- **Exercise prompt**
Search the data below, and report every line in which "Approving" occurs.

(Beginning of Data under study)

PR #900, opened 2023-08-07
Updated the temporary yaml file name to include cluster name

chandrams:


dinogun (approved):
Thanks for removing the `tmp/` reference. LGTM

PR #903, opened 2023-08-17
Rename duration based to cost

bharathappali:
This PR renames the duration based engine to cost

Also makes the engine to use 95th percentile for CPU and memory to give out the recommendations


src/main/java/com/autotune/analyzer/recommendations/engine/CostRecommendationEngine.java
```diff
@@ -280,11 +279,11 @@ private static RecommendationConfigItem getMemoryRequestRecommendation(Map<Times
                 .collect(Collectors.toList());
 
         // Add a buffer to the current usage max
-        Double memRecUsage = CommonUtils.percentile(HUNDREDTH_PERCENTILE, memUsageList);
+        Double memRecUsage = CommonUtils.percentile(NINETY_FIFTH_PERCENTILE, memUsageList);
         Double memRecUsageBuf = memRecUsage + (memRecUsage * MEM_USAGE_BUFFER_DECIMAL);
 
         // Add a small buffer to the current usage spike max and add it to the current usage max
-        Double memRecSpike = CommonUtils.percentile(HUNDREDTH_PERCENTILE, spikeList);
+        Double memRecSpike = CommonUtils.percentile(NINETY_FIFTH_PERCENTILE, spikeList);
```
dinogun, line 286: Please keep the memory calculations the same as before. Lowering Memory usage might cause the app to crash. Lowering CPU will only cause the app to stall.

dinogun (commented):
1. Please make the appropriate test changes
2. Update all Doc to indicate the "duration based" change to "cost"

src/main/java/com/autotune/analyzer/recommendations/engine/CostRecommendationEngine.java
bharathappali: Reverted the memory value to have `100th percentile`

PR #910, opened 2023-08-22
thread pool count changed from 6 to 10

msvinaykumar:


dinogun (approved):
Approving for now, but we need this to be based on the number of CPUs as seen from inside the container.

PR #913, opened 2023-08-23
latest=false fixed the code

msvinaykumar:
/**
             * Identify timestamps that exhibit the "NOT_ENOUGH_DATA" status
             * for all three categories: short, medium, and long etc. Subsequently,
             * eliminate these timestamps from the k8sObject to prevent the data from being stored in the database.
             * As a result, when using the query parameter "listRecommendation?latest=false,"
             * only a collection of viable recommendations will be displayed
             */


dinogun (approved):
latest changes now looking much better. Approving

(End of Data under study)
(Beginning of Data under study)

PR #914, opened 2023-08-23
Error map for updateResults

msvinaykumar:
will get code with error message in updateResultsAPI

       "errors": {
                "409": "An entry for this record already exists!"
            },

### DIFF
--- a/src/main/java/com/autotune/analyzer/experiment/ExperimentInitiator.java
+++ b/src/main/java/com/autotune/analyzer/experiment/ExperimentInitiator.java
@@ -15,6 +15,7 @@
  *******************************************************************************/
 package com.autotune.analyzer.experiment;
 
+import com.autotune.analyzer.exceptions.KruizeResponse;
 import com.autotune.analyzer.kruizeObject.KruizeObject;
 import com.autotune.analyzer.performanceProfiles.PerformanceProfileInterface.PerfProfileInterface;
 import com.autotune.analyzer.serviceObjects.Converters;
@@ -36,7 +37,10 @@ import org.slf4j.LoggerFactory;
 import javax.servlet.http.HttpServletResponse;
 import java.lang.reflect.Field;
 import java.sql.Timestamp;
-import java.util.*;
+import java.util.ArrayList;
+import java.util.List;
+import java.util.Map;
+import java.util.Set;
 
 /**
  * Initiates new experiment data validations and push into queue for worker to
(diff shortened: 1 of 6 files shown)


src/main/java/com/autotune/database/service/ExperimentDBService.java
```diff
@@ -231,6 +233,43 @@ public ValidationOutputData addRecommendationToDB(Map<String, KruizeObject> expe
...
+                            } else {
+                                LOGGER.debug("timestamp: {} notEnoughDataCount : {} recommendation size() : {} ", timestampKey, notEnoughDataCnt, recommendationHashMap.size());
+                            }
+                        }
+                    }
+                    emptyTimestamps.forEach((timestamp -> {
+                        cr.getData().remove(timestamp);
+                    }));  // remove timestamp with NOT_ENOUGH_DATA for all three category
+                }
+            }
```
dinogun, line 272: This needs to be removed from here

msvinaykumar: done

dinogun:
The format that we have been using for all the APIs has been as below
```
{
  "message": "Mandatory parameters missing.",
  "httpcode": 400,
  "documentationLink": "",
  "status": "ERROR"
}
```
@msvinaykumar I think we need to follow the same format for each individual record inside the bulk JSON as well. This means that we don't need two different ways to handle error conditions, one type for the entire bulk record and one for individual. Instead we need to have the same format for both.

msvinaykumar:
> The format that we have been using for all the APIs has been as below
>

(End of Data under study)

- **Reply**
Approving for now, but we need this to be based on the number of CPUs as seen from inside the container.
latest changes now looking much better. Approving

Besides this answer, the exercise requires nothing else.